Exercise goal
Once you reach the line containing "reconciliation is enabled." in the entries below, write out that line and each one after it down to the line containing "### Suspended state is runtime store state", exactly and with nothing added.

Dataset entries
PR #148, opened 2026-06-30
feat(reconcile): safety-cap latch — hold a too-large purge (#140 slice 5a)

forge-rubigd:
## Slice 5a of #140 (ADR 0026 upstream reconciliation)

The safety-cap **latch** — the anomaly backstop that holds a too-large purge. Builds to the ADR 0026 amendment in #147.

### Cap rule (conjunction)
Latch iff **both**: `retract-count >= floor` AND `retract-count > fraction * synced-set`. The floor stops a tiny inbox false-latching on a normal single removal (1 of 2 = 50% but only 1 message); the fraction only bites at scale.
- Defaults: `fraction = 0.5`, `floor = 5`, both per-inbox configurable (`reconcile_cap_fraction`, `reconcile_cap_floor`), validated when reconciliation is enabled.

### Latch = suspend, not transient-skip
On breach the pass retracts **nothing**, suspends reconciliation for the inbox, logs an alert, and returns `ErrReconcileHeld`. A latched inbox stays held every cycle (returns `ErrReconcileHeld` without even listing upstream) until an operator release.

### Suspended state is runtime store state
A dedicated `ReconcileState{Suspended, HeldCount}` in its **own bbolt bucket**, separate from the forward-sync cursor (`State`) — a cursor write must never clear the latch (tested), and config is read-only at runtime so a config flag won't do.

### Not in this slice
The operator-ack **release** (clear the latch + perform the confirmed purge once) is slice 5b — it will re-run the pass cap-bypassed so the purge reflects the upstream at release time. Cadence wiring is slice 6.

### Tests
Cap latches a large purge (6/8 → held, nothing purged, suspended+count recorded); an already-suspended inbox stays held without dialing; the floor protects a tiny inbox; custom `CapFraction` (5/8 under 80% passes) and custom `CapFloor` (4/6 with floor 3 latches) honored; latch round-trips and survives a cursor Save. Plus inboxcfg cap parse + validation.

### Cross-package touch
`internal/inboxcfg` gains the two cap fields + validation (consumed by the imapsync pass).

Builds to #147 (ADR 0026 amendment). Part of #140.

### DIFF
--- a/internal/imapsync/reconcile.go
+++ b/internal/imapsync/reconcile.go
@@ -4,12 +4,32 @@ import (
 	"context"
 	"errors"
 	"fmt"
+	"log"
 
 	"github.com/emersion/go-imap/v2"
 
 	"github.com/yaad-index/darbaan/internal/audit"
 	"github.com/yaad-index/darbaan/internal/inbound"
 )
+
+// DefaultReconcileCapFraction is the safety-cap fraction used when an inbox does
+// not configure one (ADR 0026): a pass that would retract more than this fraction
+// of the inbox's synced set latches instead of purging. Half the set is a
+// conservative anomaly threshold; the operator can tune it per inbox.
+const DefaultReconcileCapFraction = 0.5
+
+// DefaultReconcileCapFloor is the absolute floor used when an inbox does not
+// configure one (ADR 0026): the cap never latches unless at least this many
+// messages would be retracted, regardless of the fraction. Without it a pure
+// fraction would latch a tiny inbox on a single normal removal (1 of 2 = 50%);
+// the floor keeps the cap an anomaly backstop that only bites at scale.
+const DefaultReconcileCapFloor = 5
+
+// ErrReconcileHeld is returned by Reconcile when the safety cap has the inbox
+// latched (this pass tripped it, or a prior pass did and it has not been
+// released). It is an expected hold, not a failure: the caller distinguishes it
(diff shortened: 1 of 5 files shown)


yaad-rubigd (approved):
Reviewed closely (the safety-critical slice) against ADR 0026 + the amendment — approving.

- Cap is the exact conjunction: `len(gone) >= floor AND len(gone) > fraction * syncedCount`; defaults 0.5 / 5 with fallbacks for out-of-range config.
- On trip: latch (SaveReconcile Suspended), nothing purged, returns ErrReconcileHeld — a sentinel the caller treats as held, not failure.
- The latch lives in a SEPARATE bbolt bucket (reconcilestate vs syncstate), so a cursor Save can never clear it — verified by TestReconcileStateIndependentOfCursor.
- Already-latched short-circuits at the top: returns held without listing or dialing (TestReconcileStaysHeldWhenSuspended proves the dialer is never called).
- syncedCount counts only synced + current-UIDVALIDITY records — the correct "synced set" denominator.

Tests cover latch / stay-held-no-dial / floor-protects-tiny / custom-fraction / custom-floor / cursor-independence. State separation and held-state defaults (zero = not suspended) are right.

Non-blocking note: the amendment's "alert" is a log.Printf here. Make sure the operator actually learns a latch happened (so they know to release it) via the admin / approval surface in 5b or 6, not just logs. Approving.

sora-rubigd (approved):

Result for this task
- Defaults: `fraction = 0.5`, `floor = 5`, both per-inbox configurable (`reconcile_cap_fraction`, `reconcile_cap_floor`), validated when reconciliation is enabled.

### Latch = suspend, not transient-skip
On breach the pass retracts **nothing**, suspends reconciliation for the inbox, logs an alert, and returns `ErrReconcileHeld`. A latched inbox stays held every cycle (returns `ErrReconcileHeld` without even listing upstream) until an operator release.

### Suspended state is runtime store state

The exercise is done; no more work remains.